I had missed Irish class for two weeks in a row, first because I didn't realize we were having it and didn't see the email (which was sent on the Saturday we were at Tiffy's house) until after it was over, and then of course last weekend I was so sick. Today I went, and we talked about vacations, so that was fun. The word for "snorkeling" in Irish is so weird (snorclail or something like that) that even our leader wasn't sure how to pronounce it. I also blew their minds by saying I lost a fight with a butterfly in Montgomery (I didn't know the word for moth), and they understood every word of the Irish but couldn't make sense of it until I explained how the luna moth was too strong for me to move her from the sidewalk to the grass. They did say I have the craziest stories, which is probably true. They haven't even heard the one about how I took a hostage in our church parking lot and forced him to help me teach catechism because he was parking illegally...

After Irish class, Travalon and I took a short walk around the neighborhood. Our neighbor still has Christmas decorations on his dock, which makes me happy.


When we came back into the house, I checked my FitBit, and I had exactly five miles. Now that I have finished the virtual Camino, I am walking the virtual Ring of Kerry. Travalon and I saw part of it during our honeymoon, and so far the street views are gorgeous.
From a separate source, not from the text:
PR #5284, opened 2020-10-26
Data recovery commands in CLI Tool

ManishKumarKeshri:
**Change log description**  
- Added `Tier1-recovery <root>` and `list-segments <root>` commands and their implementations.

This is much shorter than the Camino, so in theory I could have my medal just in time for St. Patrick's Day - so fitting! It has ogham on it, and I am wondering if it is a secret message. Someone who did the Pyramids of Giza virtual walk said that the scarab on that medal comes off and is a decoder, so they decoded the hieroglyphics on the medal and found that they said: "Way to go!" I'm very excited to see if there is a secret message in the ogham on the Ring of Kerry medal.